◆ **Required action**
Output the data below line for line, exactly, up to and including the line where "for branded values" appears.
** Records to process follows **
PR #201, opened 2019-06-28
Introduces UInt64 and UInt256 types replaces PositiveInt

### LINKED ISSUE #199: Use UInt in messages
## Description

In #193 , we introduced the `UInt` type, a brand of `BigNumber` with `Sized`, which allows to specify the size of an unsigned integer BigNumber, and validates range. We should use it in messages data model to have strict validation of intervals there, and thus prevent accepting messages with numbers outside valid ranges

`UInt`s can be used like:
```typescript
const model = t.type({
  nonce: UInt(8), // parenthesis == codec object, 8 bytes == 64bits
})
const nonce: UInt<8>; // generics notation == branded type
const siz = sizeOf(model.props.nonce); // type of siz is literal `8`, and value is 8
if (UInt(8).is(num)) {
  // num is narrowd to type UInt<8>, which is a BigNumber and is branded with size 8
}
```

## Tasks
- [x] Replace `PositiveInt` and `BigNumber[C]` with branded UInt in messages and other modules
- [x] Remove `Positive` and `PositiveInt` brands, they aren't useful anymore
- [x] Adjust tests

kelsos:
Closes #199

### DIFF
--- a/raiden/src/utils/types.ts
+++ b/raiden/src/utils/types.ts
@@ -55,21 +55,6 @@ export class EnumType<A> extends t.Type<A> {
   }
 }
 
-// Positive & PositiveInt taken from io-ts Readme
-export interface PositiveBrand {
-  readonly Positive: unique symbol;
-}
-
-export const Positive = t.brand(
-  t.number,
-  (n): n is t.Branded<number, PositiveBrand> => n >= 0, // type guard for branded values
-  'Positive', // the name must match the readonly field in the brand
-);
-export type Positive = t.TypeOf<typeof Positive>;
-
-export const PositiveInt = t.intersection([t.Int, Positive]);
-export type PositiveInt = t.TypeOf<typeof PositiveInt>;
-
 // sized brands interfaces must derive from this interface
 export interface SizedB<S extends number> {
   readonly size: S;
--- a/raiden/src/utils/types.ts
+++ b/raiden/src/utils/types.ts
@@ -1,5 +1,6 @@
 import * as t from 'io-ts';
 import { BigNumber, bigNumberify, getAddress } from 'ethers/utils';
+import { Two } from 'ethers/constants';
 import { LosslessNumber } from 'lossless-json';
 import { set } from 'lodash';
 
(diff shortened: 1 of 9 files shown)


raiden/src/utils/types.ts
```diff
@@ -192,3 +181,9 @@ set(sizedCodecCache, ['20', 'Address'], Address); // register on sized cache, fo
 
 export const Byte = UInt(1);
 export type Byte = t.TypeOf<typeof Byte>;
+
+export const UInt64 = UInt(8);
```
andrevmatos: The `UInt` factory function is cached, you don't need to define and export the trivial types. Please, remove these exports  and use direct call (`UInt(8)`) and type (`UInt<8>`) where they're needed. Declaring the types is only useful when you want to _semantically_ make a point of the layout of a given type, like `Address` being 20 bytes.

raiden/src/utils/types.ts
```diff
@@ -143,11 +128,15 @@ export function UInt<S extends number = number>(size?: S) {
...
+  const max = siz
+    ? bigNumberify(2)
+        .pow(siz * 8)
+        .sub(1)
+    : undefined;
   return (sizedCodecCache[siz][name] = t.brand(
     BigNumberC,
     (n): n is t.Branded<BigNumber, UIntB<S>> =>
-      BigNumberC.is(n) && n.gte(0) && (max === undefined || n.lt(max)),
+      BigNumberC.is(n) && n.gte(0) && (max === undefined || n.lte(max)),
```
andrevmatos: Why this change? Isn't both the same, as the numbers are always integers anyway? Also, when dealing with ranges due to bits limitation, is more common intervals of type `[a, b[`, therefore `0 <= n < max` is more common.

kelsos: When size is 32 the max will overflow BigNumber and the check will fail.

raiden/src/utils/types.ts
kelsos: My reasoning was mostly for consistency with the rest of the code. If there is no benefit I will remove it no worries.

raiden/src/utils/types.ts
andrevmatos: Oh, right, understood your thinking.
Well, it shouldn't happen here, BigNumbers only overflow if you try to construct it with a number which lost precision, otherwise they're kept as strings and BigNumber objects can actually be as large as the memory.
So, these `size` checks are just a compile time validation. At runtime they're both BigNumbers which shouldn't care for size and always test correctly.

raiden/src/utils/types.ts
andrevmatos: I think it's important to think how **semantically** a given type will pass a new idea. E.g. a `Hash` is well known, and people will understand what guarantees are involved there (in this case, only that it's 32 bytes long, and as so, at compile time is translated directly as `string & HexStringB<32>`, being equivalent to other 32bytes strings).
Maybe e.g. a `Nonce` type would make more sense, so we can specify in a centralized point all the type guarantees, but I don't think the size-only justify specifying a new type. And anyway, `UInt256` and `UInt(256)` have the same semantic value, so it doesn't justify this new type. Instead, using the `UInt` directly in the data model definitions pass exactly the idea we want, and have the same meaning at both compile and runtime.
** End of Records to process **
◆ **Result below**
PR #201, opened 2019-06-28
Introduces UInt64 and UInt256 types replaces PositiveInt

### LINKED ISSUE #199: Use UInt in messages
## Description

In #193 , we introduced the `UInt` type, a brand of `BigNumber` with `Sized`, which allows to specify the size of an unsigned integer BigNumber, and validates range. We should use it in messages data model to have strict validation of intervals there, and thus prevent accepting messages with numbers outside valid ranges

`UInt`s can be used like:
```typescript
const model = t.type({
  nonce: UInt(8), // parenthesis == codec object, 8 bytes == 64bits
})
const nonce: UInt<8>; // generics notation == branded type
const siz = sizeOf(model.props.nonce); // type of siz is literal `8`, and value is 8
if (UInt(8).is(num)) {
  // num is narrowd to type UInt<8>, which is a BigNumber and is branded with size 8
}
```

## Tasks
- [x] Replace `PositiveInt` and `BigNumber[C]` with branded UInt in messages and other modules
- [x] Remove `Positive` and `PositiveInt` brands, they aren't useful anymore
- [x] Adjust tests

kelsos:
Closes #199

### DIFF
--- a/raiden/src/utils/types.ts
+++ b/raiden/src/utils/types.ts
@@ -55,21 +55,6 @@ export class EnumType<A> extends t.Type<A> {
   }
 }
 
-// Positive & PositiveInt taken from io-ts Readme
-export interface PositiveBrand {
-  readonly Positive: unique symbol;
-}
-
-export const Positive = t.brand(
-  t.number,
-  (n): n is t.Branded<number, PositiveBrand> => n >= 0, // type guard for branded values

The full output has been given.